第二日,早朝又持续了很久,果然有不少文官上了奏折,参温景焕此次作战,刚愎自用,故意广施恩德,收买人心,其心可诛。
温景焕少不得要反驳,但是他又不如那些文官出口成章,引经据典,只能反复地说,自己所做,不过是为了大锦江山,为了圣上仁德爱民的名声。
为数不多的武将都站在温景焕那边,怒目圆瞪,说出话来震天响。
两边各执一词,谁也不让步,在大殿里吵翻了天。
而圣上就端坐在龙椅之上,静静地看着大臣们就差撸起袖子对对方吐口水,连旁边的王太监都觉得自己脑瓜子嗡嗡作响,他也泰然自若,最后才悠悠来了一句,“今天的事,容后再议,各位爱卿各持己见,都再写了奏折呈上来。”
“这,圣上……”
王太监上前一步,大呼“退朝”。
圣上起身而去,无人敢再多说什么,但是等圣上走了后,大臣们一边往外退,一边继续刚才的口角。
看起来,谁也没有赢,但是对于温景焕来说,这已经是极大的不公平,那些武将如今多以他马首是瞻,哪里忍得下这口气,袖子都挽了起来,似乎一场大战一触即发。
宫里的人听了圣上的命令,对于这些大臣们的事一概不管,最后还是几位尚书大人看不过去,来回劝着,渐渐把人疏散开来。
温景焕知道如果打起来,反而对自己不利,见此情形也就作罢,一径往宫外走。
可偏偏有人要追上来,一脸得意之色地指指点点,“温将军以后还是得注意着些,这带兵在外,一言一行都要请示圣上,你说说,闹到如今的份上,跟着温将军的下属们都能拿到奖赏,唯独温将军不能,着实是失了脸面啊。”

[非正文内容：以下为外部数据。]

PR #536, opened 2025-05-05
Disable local authentication for Cosmos DB accounts

mamu0:
This PR disables local authentication for Cosmos DB accounts by setting `local_authentication_disabled = true`. This security enhancement aligns with Technology policies.

Resolves: CES-980

### DIFF
--- a/.changeset/rotten-taxes-slide.md
+++ b/.changeset/rotten-taxes-slide.md
@@ -1,0 +1,5 @@
+---
+"azure_cosmos_account": minor
+---
+
+Added `local_authentication_disabled = true` to Azure Cosmos DB module
--- a/infra/modules/azure_cosmos_account/cosmos.tf
+++ b/infra/modules/azure_cosmos_account/cosmos.tf
@@ -7,6 +7,7 @@ resource "azurerm_cosmosdb_account" "this" {
   automatic_failover_enabled    = true
   key_vault_key_id              = var.customer_managed_key.enabled ? var.customer_managed_key.key_vault_key_id : null
   public_network_access_enabled = var.force_public_network_access_enabled
+  local_authentication_disabled = true
 
   geo_location {
     location          = local.primary_location
--- a/infra/modules/azure_cosmos_account/tests/cosmos.tftest.hcl
+++ b/infra/modules/azure_cosmos_account/tests/cosmos.tftest.hcl
@@ -85,6 +85,11 @@ run "cosmos_is_correct_plan" {
   }
 
   assert {
+    condition     = azurerm_cosmosdb_account.this.local_authentication_disabled == true
+    error_message = "The Cosmos DB account must have local authentication disabled"
+  }
+
+  assert {
     condition     = azurerm_cosmosdb_account.this.consistency_policy[0].consistency_level == "BoundedStaleness"
     error_message = "The Cosmos DB consistency level must be Bounded Staleness"
   }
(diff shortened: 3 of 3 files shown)


.changeset/rotten-taxes-slide.md
```diff
@@ -0,0 +1,5 @@
+---
+"azure_cosmos_account": minor
```
mamu0, line 2: Probably this should be a major

gunzip: question: based on what?

infra/modules/azure_cosmos_account/cosmos.tf
```diff
@@ -7,6 +7,7 @@ resource "azurerm_cosmosdb_account" "this" {
   automatic_failover_enabled    = true
   key_vault_key_id              = var.customer_managed_key.enabled ? var.customer_managed_key.key_vault_key_id : null
   public_network_access_enabled = var.force_public_network_access_enabled
+  local_authentication_disabled = true
```
gunzip, line 10: question: do we have instances configured with local authentication?

.changeset/rotten-taxes-slide.md
mamu0: I’m not sure if key-based local authentication has ever been used with a Cosmos DB created with DX module. If it hasn’t been used, then disabling it won’t cause any breaking changes, so I believe a minor version bump is appropriate. However, if it has been used, then it would indeed be a breaking change.
@pagopa/engineering-team-devex

infra/modules/azure_cosmos_account/cosmos.tf
mamu0: By default, local_authentication_disabled is set to false, so any Cosmos DB created using the DX module can use local authentication. However, I don’t know if any team has actually taken advantage of it.

gunzip:
does this PR prevents accessing cosmosdb though a connection string as well?

.changeset/rotten-taxes-slide.md
Krusty93: We did try to disable local auth, and data from Azure Portal is still accessible. However, roles need to be assigned

mamu0: Here the minor PR #549

mamu0:
> does this PR prevents accessing cosmosdb though a connection string as well?

Yes, this PR prevents accessing Cosmos DB via connection strings, as disabling local authentication disables key-based access according to the [Microsoft documentation](https://learn.microsoft.com/en-us/azure/cosmos-db/nosql/how-to-disable-key-based-authentication?tabs=csharp&pivots=azure-interface-cli)

gunzip:
I recognize the importance of preventing Cosmos DB connections that use connection strings, and that’s what we aim to achieve. However, since this PR is disruptive—given that product teams typically rely on connection strings (to my knowledge)—we should wait for a bulk migration to managed identities before merging it.

.changeset/rotten-taxes-slide.md
mamu0: @pagopa/engineering-team-devex 
PR #549 has been merged! Before making the next change, do you think it makes sense to keep the `authorized_teams` variable **optional**? I was thinking that making it **mandatory** could complicate future developments of the module, since the `azure_role_assignments` module already has the ability to create these roles.
So, in view of potential future use with a stack or a catalog-like tool, it might not be ideal to release a **major** version just to remove this feature.

kin0992: I'd do a two steps update, which seems to be the one proposed by @Krusty93:
- introduce an optional variable (so we guarantee backward compatibility)
- then, after some advertisement of this change, we could set a deadline by which that variable becomes mandatory (bumping to a new major version)

mamu0: Yes, that’s exactly the plan to follow! What I wrote was just a personal reflection on whether to make `authorized_teams` mandatory or not, but regardless, it will be a **major** release because local auth will be disabled

Krusty93: Any update on this?

.changeset/rotten-taxes-slide.md
```diff
@@ -0,0 +1,15 @@
+---
+"azure_cosmos_account": patch
```
Krusty93, line 2:
```suggestion
"azure_cosmos_account": major
```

温景焕光听声音,就知道是皇后的父亲赵伯新,有一小股文官以他为首,成日参这个,骂那个,温景焕都懒得与他多说,淡淡道:“赵大人是刚才还没吵够,非得打上一场不可么?”
赵伯新摊着手道:“我多少还算你的长辈,不过是多提醒你一句,这以后啊,还是要先把圣上放在第一位,百姓什么的……都造了反,还能叫百姓吗?”
“赵大人又没有去前线,也没见过有多少匪寇是手无寸铁的妇孺老人,怎能妄下定论说他们不是百姓?”
赵伯新摆了摆手,“造反嘛……景焕不会觉得造反是个小事吧?诶,我和你说话呢……”
温景焕已经大步走了。
“太过傲气了,这般锋芒毕露,怪不得家里养出的孩子也是如此……”赵伯新看起来甚是遗憾地和旁边其他大臣感慨,“温将军将来啊,还不知道会走到什么样的地步,令人忧心噢……”
温景焕不知身后的人怎么议论,他也不在意,只不过很清楚他们在故意引出自己话里的漏洞,所以不愿多言,结果刚出了宫门,就看到季忘归等在那里,一脸肃然。
这孩子从前就不爱笑,后来和温若棠在一处拌嘴时偶尔还会有些情绪爬上面庞,当下又是一身清冷,长身玉立,见到温景焕后,他深深地做了长揖,沉声道:“师父。”